Gentoo with make.conf (/etc/portage/make.conf[1]) having "CFLAGS="-O3 -march=native -flto"" means that Gentoo, a Linux distribution, is performant?

[1] It is not a good idea to build everything with LTO or PGO enabled because not all packages support LTO / PGO cleanly. Do it on the basis of per-package.

I've seen claims of decent speed improvements when using CachyOS, though I can't say I've ever hunted down solid confirmation. I'm a bit wary of the project because I would have to put a lot of trust in them since they're rebuilding everything themselves and could easily introduce malware somewhere in there. (But I've been scared of distros before only to have it pointed out to me that some very well respected people are involved, so I could be worrying for nothing here too)
Does Gentoo have binpkgs with these compileflags? With CachyOS you don't have to compile, because it's a rolling binary distro. Regarding your [1]: They do that, systemd(or parts of it) are unoptimized, for instance. They don't apply that stuff blindly, only where it works.

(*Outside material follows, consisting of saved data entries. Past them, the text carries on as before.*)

PR #56, opened 2020-12-10
Support DateTime params

joshjordan:
image

`DateTime` values are currently converted to `Date` values when used as a query parameter because `DateTime` is a subclass of `Date`. Found this in many examples in our codebase where we use `DateTime.current` as a parameter. We could solve this by switching to `Time.now` in our code, but I am trying to future-proof since using a `DateTime` value does NOT throw an error nor does the query log show anything wrong (because it shows the string value of the ruby object). The only reason I caught this was because one of our ActiveNode models was throwing an error that it could not convert a `Date` object to `DateTime` when reading a `property`, but I had written a `DateTime` to the field and went digging through the code.

### DIFF
--- a/ffi/neo4j/driver/internal/value/value_adapter.rb
+++ b/ffi/neo4j/driver/internal/value/value_adapter.rb
@@ -63,6 +63,8 @@ module Neo4j
                 object = object.to_a
                 Bolt::Value.format_as_list(value, object.size)
                 object.each_with_index { |elem, index| to_neo(Bolt::List.value(value, index), elem) }
+              when DateTime
+                TimeWithZoneOffsetValue.to_neo(value, object)
               when Date
                 DateValue.to_neo(value, object)
               when ActiveSupport::Duration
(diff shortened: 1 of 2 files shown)


klobuczek:
@joshjordan fixed in https://github.com/neo4jrb/neo4j-ruby-driver/commit/86529ab1f60accf218dea16d05f59a668842ab5c
Any pull request should make sure that bothand  ffi and jruby flavors pass the specs. Unfortunately, travis stopped building our projects for free, so that does not help.

klobuczek:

For me it feels blazingly fast, even on obsolete KabyLake Core-I5/7(t) forcibly clocked down to about 800Mhz most of the times :)

It fucking flies without much effort. On modern systems even more so. While being rock solid. Without any crashes. Even under Plasma. When I'm reading about bugfixes regarding crashes under Plasma I just shrug and think "Waddya talkin about?". That may be hardware dependent, though, because they are old Lenovo Thinkcentres(1Litre SFF M910q tiny) with excellent firmware.

Using btrfs, profile-sync-demon, zram(Yes. Even with 32GB Ram!). Suspend/Resume working every single time. No glitches, hick-ups, ever. So far. Since 10th of June, 2024.

Edit: Almost always some music out of yt doodling in some bg-tab, in oh-so-slow FF, without any clicks, stuttering, or other breaks.

No need for yt-dlp, mpv at all. Except for dl/saving stuff, sometimes. While FF is rarely under 100 tabs.

Actually, there are binpkgs, now: https://wiki.gentoo.org/wiki/Gentoo_Binary_Host_Quickstart.

My i3 with vim / emacs and even VSCodium flies too, on X Linux. :P

The browser is always the slowest in my case and this has always been my experience, and unfortunately it still is.

I think I saw posts on Reddit with XQC saying Arch is the best. I mean it is. And I use Arch btw.
An evaluation of what's best really depends on how one weighs different tradeoffs. For example, Debian and Arch are basically polar opposites in terms of two questions:

1) do you want an intermediary between you and the upstream? for example, to patch out telemetry

2) is it important that what you're using continues to work the same way so you can focus on your actual work?

No answer to either is consequence-free, e.g. for 1), see the Debian SSH patch event, or for 2), if the answer is "it doesn't work", then that kinda forces one's hand.

There's also the significant caveat with 2 that it's only "continues to work the same way" until everything changes all at once because you now need to update to the next version of Debian.

The "everything changing all at once" thing is what eventually drove me to arch (as the most popular at the time rolling release distro - and more stable at the time than debian sid), I'd personally rather have smaller breaking changes more frequently. Though it's probably less painful now to update debian versions than it use to be because things generally work better without configuration than they used to.